As used herein, “+”, “+” and “positive” are used interchangeably.
In one embodiment, the method further comprises culturing the transduced cell in a media comprising one or more cytokine(s). In another embodiment, the one or more cytokine(s) are selected from the group consisting of: SCF, FLT3L, IL-3, IL-7 and IL-15
In one embodiment of the present invention, the cell is a mammalian cell. In one embodiment, the cell is a human cell. In one embodiment, the cell is selected from the group consisting of: a stem cell, a differentiated cell, a cancer cell or a tumor cell.
In one embodiment, the stem cell is selected from the group consisting of: a mesenchymal stem cell, a pluripotent stem cell and a hematopoietic stem cell.
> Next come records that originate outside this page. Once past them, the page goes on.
PR #1405, opened 2026-05-09
Add Meziantou.Xunit conditional test attributes

meziantou:
## Why
Test-only condition helpers were living in `tests/TestUtilities`, making them hard to reuse and evolve. This change introduces a dedicated xUnit v3 helper package with a single shared condition engine for run/skip behavior.

## What changed
- Added new package project: `src/Meziantou.Xunit`.
- Moved conditional test helpers out of `tests/TestUtilities` into `Meziantou.Xunit`.
- Added unified `RunIf` and `SkipIf` behavior on top of shared evaluation logic.
- Added condition enums and helpers:
  - `TestOperatingSystems`
  - `TestGlobalizationMode`
  - `ContinuousIntegrationEnvironment`
  - `WindowsGroups` (`Any`, `User`, `Administrator`)
- Merged the administrator-only attribute into `RunIf`/`SkipIf` conditions:
  - `RunIf(WindowsGroups.Administrator)`
- Replaced old test usages (`Fact*`, `SkipOnGitHubActions`, `RunIfWindowsAdministrator`) with the new API.
- Kept NuGet helpers in `tests/TestUtilities` as requested.
- Updated solution/readme/generated project files via repository scripts.

## Validation
- Ran required scripts:
- Built solution: `dotnet build Meziantou.Framework.slnx --no-restore`
- Ran impacted tests with `DiffEngine_Disabled=true`, including:
  - `tests/Meziantou.Framework.Tests`
  - `tests/Meziantou.Framework.TypeConverter.Tests`
  - `tests/Meziantou.Framework.Http.Caching.Tests`
  - `tests/Meziantou.Framework.Win32.Lsa.Tests`
  - `tests/Meziantou.Framework.Win32.ChangeJournal.Tests`


src/Meziantou.Xunit/RunIfAttribute.cs
```diff
@@ -0,0 +1,32 @@
...
+        : base(windowsGroup)
+    {
+    }
+
+    public RunIfAttribute(TestOperatingSystems operatingSystem, TestGlobalizationMode globalizationMode)
+        : base(operatingSystem, globalizationMode)
+    {
+    }
+
+    public static bool IsGlobalizationInvariant() => TestEnvironment.IsGlobalizationInvariant();
```
meziantou: This should not be exposed directly. If another project needs it, share the code by MSBuild.

src/Meziantou.Xunit/ContinuousIntegrationEnvironment.cs
```diff
@@ -0,0 +1,8 @@
+namespace Meziantou.Xunit;
+
+[Flags]
+public enum ContinuousIntegrationEnvironment
```
meziantou:
```suggestion
public enum ContinuousIntegrationEnvironments
```

src/Meziantou.Xunit/RunIfAttribute.cs
meziantou: Good catch. I removed `RunIfAttribute.IsGlobalizationInvariant()` so this helper is no longer exposed on the attribute API. If this logic is needed elsewhere, we can share it through MSBuild instead.

src/Meziantou.Xunit/ContinuousIntegrationEnvironment.cs
meziantou: Good suggestion, thanks. I renamed the flags enum to `ContinuousIntegrationEnvironments` and updated all references.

In some embodiments of the present invention, the somatic cell is a fibroblast cell.
Essentially any primary somatic cell type can be used for producing induced NK cells or reprogramming somatic cells to induced NK cells according to the presently described compositions, constructs, vectors, cells and methods. Some non-limiting examples of primary somatic cells useful in the various aspects and embodiments of the methods described herein include, but are not limited to: fibroblasts, epithelial cells, endothelial cells, neuronal cells, adipose cells, cardiac cells, skeletal muscle cells, hematopoietic or immune cells, hepatic cells, splenic cells, lung cells, circulating blood cells, gastrointestinal cells, renal cells, bone marrow cells, and pancreatic cells, as well as stem cells from which those cells are derived. The cell can be a primary cell isolated from any somatic tissue including, but not limited to: spleen, bone marrow, blood, brain, liver, lung, gut, stomach, intestine, fat, muscle, uterus, skin, spleen, endocrine organ and bone. The term “somatic cell” further encompasses, in some embodiments, primary cells grown in culture, provided that the somatic cells are not immortalized. Where the cell is maintained under in vitro conditions, conventional tissue culture conditions and methods can be used, and are known to those of skill in the art. Isolation and culture methods for various primary somatic cells are well within the abilities of one skilled in the art.
In some embodiments, the somatic cell can be a hematopoietic lineage cell.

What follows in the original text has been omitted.